In the diet of the generations, carbohydrates are generally consumed excessively, especially those who eat out, usually high-carb water. Excessive carbohydrates can easily cause blood sugar fluctuations and form fat accumulation in the body. The sugar-reduced diet is an extension of a balanced diet, reducing the carbohydrate ratio and increasing the ratio of protein to fat. The restriction is not as strict as the ketogenic diet, and it is easier to implement. It has become a popular slimming diet in recent years.
Want to lose weight, should I reduce sugar or fast?
The reduced-sugar diet is a relatively simple and easy-to-reach diet. As long as you slightly adjust the nutrient ratio, you can achieve the effect of maintaining weight. It is also suitable for long-term implementation by most people. Many people mistakenly believe that a reduced-sugar diet is equivalent to not being able to eat starch at all, or being afraid of eating carbohydrates. In fact, carbohydrates are not sinful. They are still very important nutrients to the body, but modern people generally consume too much.
The reduced-sugar diet is to reduce the intake of carbohydrates appropriately, and the calorie gap caused by it is filled with other nutrients. Therefore, it is not to eat less, but to adjust the intake of various nutrients. It is less likely to cause blood sugar fluctuations due to high carbohydrate intake. Too big, making hunger obvious, is very helpful for controlling blood sugar and weight.
Whether you want to choose a reduced sugar diet or intermittent fasting, as long as you follow the correct direction, you can achieve weight loss. You can even combine the two diets according to your own situation and needs. During the 168 fast eating period, you can add sugar reduction to reduce the original carbohydrate intake. However, no matter which method is used, prototype foods must be the mainstay, and a balanced intake of various foods is the key to healthy weight loss.
How to implement the sugar-reduced diet to lose weight?
When implementing a reduced sugar diet, it is not only good to reduce carbohydrates, but also nutritional balance must be considered to achieve the total calories needed by the human body. The following major principles must be mastered. Whether it is a reduced sugar diet or a 168 fasting, it is very good. Be applicable.
Avoid refined sugar
Refined sugar is the food most likely to affect our insulin constant, so if you want to lose weight effectively, you should avoid ingesting refined sugars, such as sugary drinks, desserts, and processed products, as much as possible.

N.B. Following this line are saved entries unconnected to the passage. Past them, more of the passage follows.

Issue #3099, opened 2026-02-15
Can't open usd file


yangfengzzz:
### Intro

Hi!

I build OpenUSD and open compile flag about usd. But ths simulate still can't open usd file. Is there officlal usd file can be loaded? I try the usda in the project like USDGolden.usda, but it's not work.

### My setup

Mujoco 3.5, Ubuntu 24.04 OpenUSD 25.11

havess:
Hey @yangfengzzz ! I'm going to need a bit more info to repro this:

Can I get your exact build steps and an example USD file you're trying to load?

Issue #3004, opened 2026-01-01
Bugs found when building MuJuCo with USD


Pap-let:
### Intro

Hi!

I am a graduate student at ECNU, I use MuJoCo for my research on EmbodiedAI.

### My setup

MuJoCo with USD on arm64 MacOS 26.1

### What's happening? What did you expect?

I built the mujuco myself with the MUJOCO_WITH_USD=True and expecting to drag and load usd files in the simulate.cc. 
Here are some bugs I have met with.

1. The official documentation on [MuJuCo](https://mujoco.readthedocs.io/en/latest/OpenUSD/building.html) does not match the latest building pipeline, the document is still using **USD_DIR** to specify the self-built USD lib instead of the lastest **pxr_DIR** and does not mention that the user need to set MUJOCO_WITH_USD to True in order to build mujuco with usd.
2. There seem to be some issue on the **mjUSEUSD** variable since I didn't find where it is defined in the whole project but its defination is checked in many src files such as "simulate/main.cc". Even if I set MUJOCO_WITH_USD to True I still can't drag and load usd files in **simulate.cc**. The **simulate.cc** won't print OpenUSD version as it is assumed to. It will try to load a usd file as an xml and throw XML Error because **mjUSEUSD** is never defined.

The usual staple foods, such as white rice, noodles, and bread, should be reduced by 20-40%. The original one-bowl is changed to 70% full. Special attention should be paid to the fact that although the principle is to reduce the amount, do not skip it at all, because carbohydrates are also the easiest source of energy for the human body. In addition, try to choose whole grain roots as a staple food, because it contains more minerals, vitamin B complex, etc., which can help nutrient metabolism, and is also rich in dietary fiber, which can increase satiety.
Eat good protein
It is very important to supplement high-quality protein. Beans, eggs, fish, meat, etc., chicken thighs, pork, beef, etc. are all good proteins, which can be taken in moderation, not limited to low-fat meat. In this way, you can eat happily even with reduced sugar, and you won’t feel pain because of too many restrictions.
Eat enough vegetables
Vegetables are low-calorie foods rich in dietary fiber and other nutrients, which can increase satiety. You can choose ingredients with low sugar content, such as soybean sprouts, Qingming vegetables, green squash, broccoli, etc. It should be noted that some root vegetables have high starch content, such as pumpkin, potato, taro, etc., which need to be regarded as staple food and the amount of food should be controlled.